Additionally, thanks for the feedback from both @hedrickbt and @ChrisGammell regarding the whizoo reflow oven. It has officially entered my queue of things to buy/build.

FWIW, despite my whining on soldering, I do find the task of through-hole soldering itself to be kind of fun. Where most of my difficulties/frustrations arise are in the area of soldering SMD components.

All of that said, I have the following next steps in mind. @ChrisGammell, I’d like to hear your views (or anyone else as well). These are listed with no particular order of priority, the numbers are for ease of reference …

  1. Design a second generation sensor board. The primary purpose of the second generation board is to design with reflow in mind, and also to introduce a SPI device. I am not yet sure what this might be, suggestions are welcome. For example, an LED display.

Possibly I might also somehow consider how the devices (ie. shift register, LEDs, light and temp sensors) might be used together or interactively. All thoughts are welcome here.

Also, as part of the design, I want to include test points, and generally follow the hardware checklist mentioned by @ChrisGammell above, and refine the overall hardware design process use.

Alternatively, I can also move on to a totally different hardware design as well.

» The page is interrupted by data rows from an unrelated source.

PR #2564, opened 2024-10-21
feat(katana-pool): invalidate declare tx if the class already exists

kariy:
add a static check in the pool validator to check if the class that a Declare tx is trying to declare has already existed (ie already been declared). this is align with the [spec](https://github.com/starkware-libs/starknet-specs/blob/76bdde23c7dae370a3340e40f7ca2ef2520e75b9/api/starknet_write_api.json#L103)

## Release Notes

- **New Features**
	- Introduced a new error variant for handling attempts to declare an already existing class.
	- Enhanced transaction validation process with checks for class existence and refined nonce handling.
	- Added a new macro for asserting Starknet errors in tests.

- **Bug Fixes**
	- Improved error handling for class declaration errors in the API.

- **Tests**
	- Added a new test case for declaring an already existing class, ensuring proper error handling.

### DIFF
--- a/crates/katana/pool/src/validation/error.rs
+++ b/crates/katana/pool/src/validation/error.rs
@@ -63,4 +63,9 @@ pub enum InvalidTransactionError {
         /// The nonce that the tx is using.
         tx_nonce: Nonce,
     },
+
+    /// Error when a Declare transaction is trying to declare a class that has already been
+    /// declared.
+    #[error("Class with hash {class_hash:#x} already exists.")]
+    ClassAlreadyExists { class_hash: ClassHash },
 }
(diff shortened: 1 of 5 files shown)


crates/katana/pool/src/validation/error.rs
```diff
@@ -63,4 +63,9 @@ pub enum InvalidTransactionError {
         /// The nonce that the tx is using.
         tx_nonce: Nonce,
     },
+
+    /// Error when a Declare transaction is trying to declare a class that has already been
+    /// declared.
+    #[error("Class with hash {class_hash:#x} already exists.")]
+    ClassAlreadyExists { class_hash: ClassHash },
```
glihm, line 70:
```suggestion
    #[error("Class with hash {class_hash:#x} already declared.")]
    ClassAlreadyDeclared { class_hash: ClassHash },
```

glihm (commented):
wdyt about something similar to the RPC spec with `declared` terminology?

crates/katana/pool/src/validation/error.rs
kariy: ah thanks

glihm (approved):

PR #2589, opened 2024-10-28
Check models/events upgradability

remybar:
# Description

Models and events are already upgradeable by deploying a new classhash and use the newly deployed contract address.

However, we would like to check some conditions before allowing to upgrade a model or an event contract:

  1. Using the current hardware, implement drivers for all three devices using the Teensy C interface and gcc compiler.

  2. Develop a much deeper understanding of how to use and debug with my oscilloscope, in addition to using it as a logic analyzer. This can be accomplished with the current sensor board hardware.


As for a redesigned sensor board, you could potentially do it on a hot plate first; this would be easier if all the parts were on the top side, but you could always reflow the top and then hand solder parts on the bottom of the current board. The hotplate is a 20 dollar investment and would be a good chance to practice solderpaste application (and obviously ordering stencils).


As Chris mentioned, there will always be a need for actual hand soldering skills. Another option I’ve used for one offs and prototypes though was just using a hot air rework station and solder paste. I have a syringe filled with solder paste that I dispense by hand on each individual pad. Then I’ll go over that area with the rework station to reflow the components to the board.